Informational interviews should be well planned out with specific questions prepared ahead of time. It is important to know what to say once you arrive so prepare an agenda before each meeting. Decide what you would like to find out from your contact, and then prepare questions to elicit that information.

Sample Questions

  1. Could you describe one of your typical workdays for me?
  2. What skills are required in your position on a day-to-day basis?
  3. What parts of your job do you find most challenging?
  4. What do find most enjoyable?
  5. Are there any negatives to your job?
  6. How many hours do you work in a typical week?
  7. Which seasons of the year are toughest in your job?
  8. How would you describe the corporate culture?
  9. Is this field growing enough so that there’s room for someone like me?
  10. Are too many or too few people entering this profession?
  11. What developments on the horizon could affect future opportunities?
  12. This industry has changed dramatically in the past five years. What have you seen from inside your company? Where do you think the changes will happen in the next five years?
  13. How frequently do layoffs occur? How does it affect the morale of employees?
  14. Why do people leave this field or company?
  15. Who are the most important people in the industry today?
  16. Which companies have the best track record for promoting women and minorities?
  17. Are there opportunities for self-employment in your field? Where?
  18. What would be a reasonable salary range to expect if I entered this field? What is the long term potential?
  19. What is the advancement potential in the field? What is a typical path?
  20. How did you get your job?
  21. If you could start all over again, would you change your career path in any way? Why?

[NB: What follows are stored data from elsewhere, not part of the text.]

PR #1916, opened 2022-01-17
Document gets reloaded once on failed personalization request

### LINKED ISSUE #1915: Auto Personalization requests fail in stores running in electron until page is reloaded
Specifically in stores running in electron the auto personalization request will fail simply from being timed out from the server. It seems like it doesn't even to make an attempt to establish a connection to the server. If you use the dev tools to then refresh the page (don't close the electron app) the request will then succeed. An attempt to solve this by retrying the request multiple times did not resolve the issue.

kdelorey:
Resolves #1915


jrmihalick (approved):
I just realized this was on 2.6 and not master. Approving in case you need it to move forward.  Hopefully this won't need to come to master?

kdelorey:
@jrmihalick no idea, `master`'s whole startup sequence is completely different so I don't intend to. If AEO started building from `master` then we might have an issue.

But yeah I agree with your feelings, like I was telling @chenson42:
> kinda feels dirty

To be honest I can't confirm this will even "fix" it, but it fixes it when I triggered it by hand, so we'll see.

  22. How long does it take for managers to rise to the top?
  23. What is the background of most senior-level executives?
  24. What educational preparation would you recommend for someone who wants to advance in this field?
  25. What qualifications do you seek in a new hire?
  26. How do most people enter this profession?
  27. Which of my skills are strong compared to other job hunters in this field?
  28. What do you think of the experience I’ve had so far? For what types of positions would it qualify me?
  29. Can you recommend any courses I should take before proceeding further with my job search?
  30. What companies or industries do you think I should target?
  31. Do you think my objective is clearly stated, realistic and achievable?
  32. Considering my background, how well do you think I would fit in this company and/or profession?
  33. How does your company compare with others we’ve discussed?
  34. Would the work involve any lifestyle changes, such as frequent travel or late-night business entertaining?
  35. Considering all the people you’ve met in your line of work, what personal attributes are essential for success?
  36. Taking into account my skills, education, and experience, what other career paths would you suggest I explore before making a final decision?
  37. Where can I write to get up-to-date information on salaries, employers, and industry issues?
  38. What professional journals and organizations should I be aware of?
  39. Is there anything else you think I need to know?
  40. Who else would you recommend I speak with? When I call, may I use your name?